来源:北京日报
2022-04-03 20:35清明将近,雨水变得频繁,乌云低低压在山顶。山的深处,青松翠柏环绕着烈士长眠之地。北京的深山中,有很多保家卫国、英勇抗战的历史遗存。当年,烈士们把热血洒向热土,乡亲们又用热土掩埋忠骨。丰碑祭英豪,烈士们浩气长存;青山埋忠骨,乡亲们世代守护。
一个村庄和一个陵园的故事
陵园档案:平谷区官庄烈士陵园
平谷区官庄烈士陵园。1944年12月28日,在平谷大官庄、小官庄发生一场悲壮的突围之战(简称“官庄战斗”)。八路军冀东军分区司令部及晋察冀派来冀东的一批团级以上干部,面对日寇合围,英勇反击。经过一天激战,领导机关和部队主力突围,但有120余人壮烈牺牲,忠骨就地掩埋,大多没有棺木。1979年,平谷县人民政府修建官庄烈士陵园。
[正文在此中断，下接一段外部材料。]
PR #3368, opened 2024-05-21
[core] introduce deletedIndexFiles in IndexIncrement and allow multi …

YannByron:
…index files in the same partition and bucket

### Purpose

Linked issue: close #xxx

### DIFF
--- a/paimon-core/src/main/java/org/apache/paimon/deletionvectors/DeletionVectorsIndexFile.java
+++ b/paimon-core/src/main/java/org/apache/paimon/deletionvectors/DeletionVectorsIndexFile.java
@@ -22,6 +22,7 @@ import org.apache.paimon.fs.FileIO;
 import org.apache.paimon.fs.Path;
 import org.apache.paimon.fs.SeekableInputStream;
 import org.apache.paimon.index.IndexFile;
+import org.apache.paimon.index.IndexFileMeta;
 import org.apache.paimon.utils.Pair;
 import org.apache.paimon.utils.PathFactory;
 
@@ -30,6 +31,7 @@ import java.io.DataOutputStream;
 import java.io.IOException;
 import java.io.InputStream;
 import java.io.UncheckedIOException;
+import java.util.Collections;
 import java.util.HashMap;
 import java.util.LinkedHashMap;
 import java.util.Map;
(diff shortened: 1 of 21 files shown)


paimon-core/src/main/java/org/apache/paimon/manifest/IndexManifestFileHandler.java
```diff
@@ -0,0 +1,150 @@
...
+                    indexEntries.put(entry.indexFile().fileName(), entry);
+                } else {
+                    indexEntries.remove(entry.indexFile().fileName());
+                }
+            }
+            return new ArrayList<>(indexEntries.values());
+        }
+    }
+
+    /** We combine the previous and new index files by {@link IndexManifestEntry#identifier}. */
```
JingsongLi, line 128: Just move `IndexManifestEntry#identifier` to here? Actually it is not identifier now. It is only for non-UnawareBucket table.

paimon-core/src/main/java/org/apache/paimon/manifest/IndexManifestFileHandler.java
```diff
@@ -0,0 +1,150 @@
...
+    static class CommonBucketCombiner implements IndexManifestFileCombiner {
+
+        @Override
+        public List<IndexManifestEntry> combine(
+                List<IndexManifestEntry> prevIndexFiles, List<IndexManifestEntry> newIndexFiles) {
+            Map<IndexManifestEntry.Identifier, IndexManifestEntry> indexEntries =
+                    prevIndexFiles.stream()
+                            .filter(entry -> entry.kind() == FileKind.ADD)
```
JingsongLi, line 136: prevIndexFiles should has not delete files. here just checkArguement?
(maybe you can assert outside)

paimon-core/src/main/java/org/apache/paimon/manifest/IndexManifestFileHandler.java
```diff
@@ -0,0 +1,150 @@
...
+     * with UnawareBucket.
+     */
+    static class UnawareBucketCombiner implements IndexManifestFileCombiner {
+
+        @Override
+        public List<IndexManifestEntry> combine(
+                List<IndexManifestEntry> prevIndexFiles, List<IndexManifestEntry> newIndexFiles) {
+            Map<String, IndexManifestEntry> indexEntries = new LinkedHashMap<>();
+            for (IndexManifestEntry entry : prevIndexFiles) {
+                if (entry.kind() == FileKind.ADD) {
```
JingsongLi, line 112: prevIndexFiles should has not delete files. here just checkArguement?
(maybe you can assert outside)

paimon-core/src/main/java/org/apache/paimon/manifest/IndexManifestFileHandler.java
```diff
@@ -0,0 +1,150 @@
...
+                    indexEntries.put(entry.indexFile().fileName(), entry);
```
JingsongLi, line 113: Why not using `deletionVectorsRanges`?

I think fileName is wrong key.

paimon-core/src/main/java/org/apache/paimon/deletionvectors/DeletionVectorsIndexFile.java
```diff
@@ -48,18 +50,20 @@ public DeletionVectorsIndexFile(FileIO fileIO, PathFactory pathFactory) {
...
      * @return A map where the key represents which file the DeletionVector belongs to, and the
      *     value is the corresponding DeletionVector object.
      * @throws UncheckedIOException If an I/O error occurs while reading from the file.
      */
-    public Map<String, DeletionVector> readAllDeletionVectors(
-            String fileName, LinkedHashMap<String, Pair<Integer, Integer>> deletionVectorRanges) {
+    public Map<String, DeletionVector> readAllDeletionVectors(IndexFileMeta fileMeta) {
+        LinkedHashMap<String, Pair<Integer, Integer>> deletionVectorRanges =
+                fileMeta.deletionVectorsRanges();
+        if (deletionVectorRanges == null || deletionVectorRanges.isEmpty()) {
```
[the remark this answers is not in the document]
YannByron: yep, this IndexFileMeta must be Deletion_Vector Index, and `ranges` is not empty. Can remove this part.

paimon-core/src/main/java/org/apache/paimon/manifest/IndexManifestFileHandler.java
YannByron: yes.  all the `prevIndexFiles` should be FileKind.ADD.

paimon-core/src/main/java/org/apache/paimon/manifest/IndexManifestFileHandler.java
YannByron: It can be used in both Hash and Deletion_Vector index files.

paimon-core/src/main/java/org/apache/paimon/manifest/IndexManifestFileHandler.java
YannByron: this method can remove here.

paimon-core/src/main/java/org/apache/paimon/manifest/IndexManifestFileHandler.java
YannByron: ok.

JingsongLi:
+1

PR #3374, opened 2024-05-22
[core] Support default aggregate function for partial update and aggregate merge function

### LINKED ISSUE #3373: [Feature] Support default aggregate function for partial update
### Search before asking

### Paimon version

Support default aggregate such as last_non_value for partial update with and without sequence group and users can update non-null value with sequence group

### Compute Engine

all

### Minimal reproduce step

Partial update with null value

The null value should not be updated in the old record

### Anything else?

_No response_

FangYongs:
Fix update null value for partial update with sequence-group

### Purpose

Linked issue: close #3373

### Tests

1. Added test unit PartialUpdateMergeFunctionTest#testSequenceGroupDefaultAggFunc
2. Added test unit PartialUpdateITCase#testSequenceGroupWithDefaultAggFunc and PartialUpdateITCase#testPartialUpdateWithDefaultAndFieldAggregation

### API and Format

no

### Documentation

no

### DIFF
--- a/paimon-core/src/main/java/org/apache/paimon/mergetree/compact/PartialUpdateMergeFunction.java
+++ b/paimon-core/src/main/java/org/apache/paimon/mergetree/compact/PartialUpdateMergeFunction.java
@@ -361,6 +361,7 @@ public class PartialUpdateMergeFunction implements MergeFunction<KeyValue> {
             List<String> fieldNames = rowType.getFieldNames();
             List<DataType> fieldTypes = rowType.getFieldTypes();
             Map<Integer, FieldAggregator> fieldAggregators = new HashMap<>();
+            String defaultAggFunc = options.fieldsDefaultFunc();
             for (int i = 0; i < fieldNames.size(); i++) {
                 String fieldName = fieldNames.get(i);
                 DataType fieldType = fieldTypes.get(i);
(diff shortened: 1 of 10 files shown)


JingsongLi:
See https://paimon.apache.org/docs/master/primary-key-table/merge-engine/#sequence-group

So we introduce sequence group mechanism for partial-update tables. It can solve:
- Disorder during multi-stream update. Each stream defines its own sequence-groups.
- A true partial-update, not just a non-null update.

True partial-update, means null can update column.

FangYongs:
@JingsongLi As we discussed, I add `fields.default-aggregate-function` for partial update with sequence group, please help to review this PR, thanks cc @liming30

paimon-core/src/main/java/org/apache/paimon/mergetree/compact/PartialUpdateMergeFunction.java
```diff
@@ -379,6 +380,16 @@ private Map<Integer, FieldAggregator> createFieldAggregators(
                                     isPrimaryKey,
                                     options,
                                     fieldName));
+                } else if (defaultAggFunc != null) {
```
JingsongLi, line 383: Can you also modify `AggregateMergeFunction`?

FangYongs: @JingsongLi `AggregatedMergeFunction` is updated too

liming30 (approved):
+1，after adding this, users can avoid manually configuring `agg` functions one by one.

JingsongLi (approved):
+1

PR #3377, opened 2024-05-22
[flink] Adjust the setMaxParallelism api call

Aitozi:
### Purpose

`DataStreamSink#setMaxParallelism` is only available in Flink 1.18+. So for compatibility, we can replace with 

```
sink.getTransformation().setMaxParallelism(1);
```


JingsongLi (approved):
+1

PR #3379, opened 2024-05-22
[format] Fix that when ORC batch contains all-null complex ColumnVector, the nested column vector of it cannot do null check

yuzelin:
### Purpose

1. In some cases, we need to check null of the nested ColumnVector of the complex vector.
2. If the complex vector is all null, null check the nested ColumnVector is wrong.


JingsongLi (changes requested):
-1 Please use ITCase to re-produce this issue.

PR #3383, opened 2024-05-22
[core] Introduce ChangelogDeletion to Expiration

Aitozi:
### Purpose

This PR is the second step of https://github.com/apache/paimon/pull/3178 to simply the clean up logic of snapshot and changelog

### DIFF
--- a/paimon-core/src/main/java/org/apache/paimon/operation/FileDeletionBase.java
+++ b/paimon-core/src/main/java/org/apache/paimon/operation/FileDeletionBase.java
@@ -25,6 +25,7 @@ import org.apache.paimon.fs.Path;
 import org.apache.paimon.index.IndexFileHandler;
 import org.apache.paimon.index.IndexFileMeta;
 import org.apache.paimon.manifest.FileEntry;
+import org.apache.paimon.manifest.FileKind;
 import org.apache.paimon.manifest.IndexManifestEntry;
 import org.apache.paimon.manifest.ManifestEntry;
 import org.apache.paimon.manifest.ManifestFile;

2004年,平谷区委区政府命名该陵园为“平谷区爱国主义教育基地”。
守墓人
张起,58岁,平谷区南定福庄村委会工作人员,专门负责官庄烈士陵园的日常维护。每年一到清明,村里村外的人到陵园祭扫,都是张起负责安排和接待。他说,保证陵园干净整洁、庄严肃穆,是对烈士的尊重,也是给乡亲们一个交待。
张起在擦拭烈士墓碑
“父亲一遍又一遍跟我讲当年的故事”
平谷,北京东北部郊区,因三面环山,中心平坦而得名。在抗战时期,平谷是冀东军分区西部抗日根据地核心区,加之地势险要,成为多场战斗的发生地。现在的官庄路口,正处在顺平路和密三路的交叉口,在七十多年前,也同样是交通要冲。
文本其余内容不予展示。